The premise of WhiteSource's categorization is that some vulnerabilities are ineffective - i.e. they are not exploitable because they are not invoked by custom code. Being able to analyze and differentiate, so the story goes, means security and developers can focus on those vulnerabilities deemed effective and thus reduce time and effort while improving the overall security of the application.  

For example, consider a custom application that relies on an open source component containing a vulnerable function. Under White Source's definition, the vulnerable function in this example might be declared "ineffective" because it is never invoked by the custom application. Astute readers will note that the vulnerable function could be invoked by a function in an open source component (either yet another component or the same one) and thus render it effective. When I asked WhiteSource about this possibility, they expanded on their categorization noting that this possibility is taken into consideration. If the vulnerable code is invoked either from custom code or indirectly via another open source component, it is labeled "effective." Conversely, if there is no path - direct or indirect - which invokes the vulnerable function, it is labeled "ineffective."  

Given that WhiteSource's research determined not only that 96.8% of developers rely on open source components, but that 7.5% of all projects are vulnerable, being able to prioritize which vulnerabilities to focus on would certainly be a boon. WhiteSource further determined that a whopping 64% of open source products were found to contain only ineffective vulnerabilities, which they posit can be safely ignored.

Now, while I'm not convinced that we should just blithely ignore vulnerabilities in any code because they aren't actively invoked, I do see value in using such a distinction to prioritize vulnerability management. By focusing on vulnerable code that is actively invoked, developers and security professionals can immediately improve the overall security of an application. This makes better use of senior developers, whom White Source's report found spend more time on average addressing vulnerabilities than junior developers.

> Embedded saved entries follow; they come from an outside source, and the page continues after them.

PR #339, opened 2016-01-03
add logs for server startup

dwido:
It would be very helpful to know which port is running from the startup task

### DIFF
--- a/tools/utils/server.ts
+++ b/tools/utils/server.ts
@@ -1,3 +1,4 @@
+import * as util from 'gulp-util';
 import * as express from 'express';
 import * as openResource from 'open';
 import * as serveStatic from 'serve-static';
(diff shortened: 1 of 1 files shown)


mgechev:
Would you use the log function from gulp utils and capitalize server?

dwido:
Good point!

dwido:
@mgechev I have committed a change, not sure why checks are failing

alalek:
@dwido There is a merge conflict, please update your changes.
You may use `git pull --rebase` (or `git pull --rebase upstream master`) command to do this.
During conflict resolving you need to remove this line from `tools/utils/server.ts`:
```
import * as connectLivereload from 'connect-livereload';
```

mgechev:
@dwido thanks for the PR!

PR #341, opened 2016-01-04
Add Jade preprocessor.

LuxDie:
Hi! I've added support for the Jade template engine, if you'd like to feature it.


mgechev:
I don't think adding jade is necessary at this point. I'm on the same opinion about the sass support.

Probably we need to reconsider what features are essential and get rid of everything else (externalize it from the seed's core and move it to a separate examples, just like @justindujardin did in the [examples](https://github.com/mgechev/angular2-seed#examples) section).

PR #345, opened 2016-01-05
Upgraded package 'del' to v 2.x.

ouq77:
The 'del' function now returns a promise, rather than taking a callback.


mgechev:
Thanks for the PR!

PR #346, opened 2016-01-05
Switched from 'gulp-minify-css' to 'gulp-cssnano'

ouq77:
Changed from 'gulp-minify-css' to 'gulp-cssnano'.
Copy minified resources (via config.ts [is this the best way?]) from the 'tmp' location.


tools/tasks/build.html_css.prod.ts
```diff
@@ -17,7 +17,9 @@ export = function buildJSDev(gulp, plugins) {
 
     function minifyCss() {
       return gulp.src(join(APP_SRC, '**/*.css'))
-        .pipe(plugins.minifyCss())
+        .pipe(plugins.sourcemaps.init())
```
mgechev: Sourcemaps are not required for the production build.

tools/config.ts
```diff
@@ -59,7 +60,10 @@ export const NPM_DEPENDENCIES = [
 
 // Declare local files that needs to be injected
 export const APP_ASSETS = [
-  { src: `${ASSETS_SRC}/main.css`, inject: true, dest: CSS_DEST }
+  // inject minified css files from tmp
+  { src: `${TMP_ASSETS_DIR}/main.css`, inject: true, dest: CSS_DEST },
```
mgechev: This change is not required. Take a look at `[mapPath](https://github.com/mgechev/angular2-seed/blob/master/tools/tasks/build.index.ts#L30-L33).`

tools/tasks/build.html_css.prod.ts
ludohenin: I do not fully agree, I think it's fine as they are in a separate file.

mgechev: This way for each individual source map the browser has to initiate a separate HTTP request (in case they are not cached somehow).

ouq77: AFAIK source maps are only requested when the dev tools are opened. I am happy to remove it though.

tools/config.ts
ouq77: The problem is that the CSS gets minified in the 'build.html_css.prod' task and ends up in the 'tmp' assets folder. The 'build.index' then copies the unminified CSS from 'ASSETS_SRC'.

tools/config.ts
```diff
@@ -59,7 +60,8 @@ export const NPM_DEPENDENCIES = [
 
 // Declare local files that needs to be injected
 export const APP_ASSETS = [
-  { src: `${ASSETS_SRC}/main.css`, inject: true, dest: CSS_DEST }
+  // inject minified css files from tmp
+  { src: `${TMP_ASSETS_DIR}/main.css`, inject: true, dest: CSS_DEST }
```
mgechev: Is this change required given [`mapPath`](https://github.com/mgechev/angular2-seed/blob/master/tools/tasks/build.index.ts#L30-L33).

ouq77:
I will restart this on a new branch to not polute the history of config.ts and only apply the change to upgrade to gulp-cssnano.

PR #347, opened 2016-01-05
Exclude IDE generated files (.js and .js.map)

ouq77:
When using an IDE like Webstorm/IntelliJ, TypeScript files are compiled to .js and .js.map files in the same folder alongside the .ts files (by default).

Would using 'outDir' in 'tsconfig.json' be better?

### DIFF
--- a/.gitignore
+++ b/.gitignore
@@ -39,3 +39,10 @@ lib
 test
 tools/typings/tsd
 tmp
+
+# Transpiled files
+gulpfile.js*
+app/**/*.js
+app/**/*.js.map
+tools/**/*.js
+tools/**/*.js.map


.gitignore
```diff
@@ -39,3 +39,10 @@ lib
 test
 tools/typings/tsd
 tmp
+
+# Transpiled files
+gulpfile.js*
+app/**/*.js
```
ouq77: Have deliberately not done '*.js*' - this also excludes '.json' files. It may or may not be an issue.

mgechev:
`outDir` seems like a better option. In some *rare* cases it may be useful to use a mixture between TypeScript and JavaScript in the project directory.

PR #53, opened 2016-12-29
ToCode Solution: תרגיל Links

Aviyoosh:


18_links_lab/linkslab.txt
```diff
@@ -2,19 +2,32 @@ Preparation: Perform the following  (no need to write the commands you used):
...
 
-  - Create a new directory named "tmp" in your home folder:
-  Answer:
+  ln file2 file4
+- Create a new directory named "tmp" in your home folder:
+  
+Answer:
 
-2. Move "file3" to the new "~/tmp" directory you just created. Can you still use it to see the original "file1" ? Why not? How would you create a symbolic link that would survive the transfer to ~/tmp ?
+   mkdir /home/avia/tmp
```
ynonp, line 25: Correct, and also worth knowing about ~ which is a shorthand to home directory, so this one works too: `mkdir ~/tmp`

18_links_lab/linkslab.txt
```diff
@@ -2,19 +2,32 @@ Preparation: Perform the following  (no need to write the commands you used):
...
+
+2. Move "file3" to the new "~/tmp" directory you just created. Answer: mv home/avia/lab4/links/file3 /home/avia/tmp
+Can you still use it to see the original "file1" ? No. Why not? Because when moving synbolic link to different directory - the link will not work for the original file anymore.
+How would you create a symbolic link that would survive the transfer to ~/tmp ?
 
-3. How can you tell that "file2" and "file4" refer to the same file?
+ln -s /home/avia/lab4/links/file1 /home/avia/tmp/file4
+
+3. How can you tell that "file2" and "file4" refer to the same file? ls -l gives us output for the files that exist in the folder, which we can see that file 2 and file 4 have the same date+permissions+ 2 = numbers of names to the same file
```
ynonp, line 33: The magic switch is `-i` - it shows a special unique index of a file that is only equal if the files are hard links to one another. Use `ls -li file1 file2 file3 file4` and watch the inode number, you'll see files 2 and 4 have the same

18_links_lab/linkslab.txt
```diff
@@ -2,19 +2,32 @@ Preparation: Perform the following  (no need to write the commands you used):
...
-  Answer:
+  ln file2 file4
+- Create a new directory named "tmp" in your home folder:
+  
+Answer:
 
-2. Move "file3" to the new "~/tmp" directory you just created. Can you still use it to see the original "file1" ? Why not? How would you create a symbolic link that would survive the transfer to ~/tmp ?
+   mkdir /home/avia/tmp
+
+2. Move "file3" to the new "~/tmp" directory you just created. Answer: mv home/avia/lab4/links/file3 /home/avia/tmp
```
ynonp, line 27: For a symbolic link to survive the move, it has to point to an absolute path. For example the following code creates a symbolic link that ALWAYS points to /etc/shells, even if moved:

```
ln -s /etc/shells my-link 
```

So one option is to use the absolute path of the file for example:

```
ln -s /home/user/links/file1 file3 
```

But, if you're already in the directory /home/user/links (because you cd to it earlier), you can use the even shorter version:
```
ln -s $(realpath file1) file3 
```

Its meaning: Run the command realpath file1, take its output and use it as the argument. Since realpath returns the absolute path to a file it yields the same result as the longer version.

ynonp (approved):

Some sort of prioritization method needs to be in place. WhiteSource stated that there were nearly 3500 reported vulnerabilities in 2017, an increase of 60% over 2016. Not all of those 3500 reported vulnerabilities affect every application or organization, but we should remember that these numbers are accretive. That is, the 3500 are new vulnerabilities that are added to a running total.

Needless to say, there are a lot of vulnerabilities in code - custom and open source. Being able to prioritize remediation based on whether they are "effective" or "ineffective" is in line with emerging security strategies that score risk based on existential threat in addition to other factors. The existential threat of an ineffective vulnerability is nearly non-existent. That said, ignoring ineffective vulnerabilities may not be the best long-term approach. It's possible that eventually such vulnerabilities will be effective. Changes in custom code as features are added and/or enhanced, as well as changes over time to open-source components, can lead to a path opening that invokes a vulnerable function. This is one of the reasons why source code analysis specifically for vulnerabilities should take place continuously at best, and during the final build at worst.

But in the interest of meeting deadlines and using developer time efficiently, pushing the "ineffective" vulnerabilities to the back of the queue so the "effective" vulnerabilities can be redressed immediately might just be one of the better way developers can improve security right now.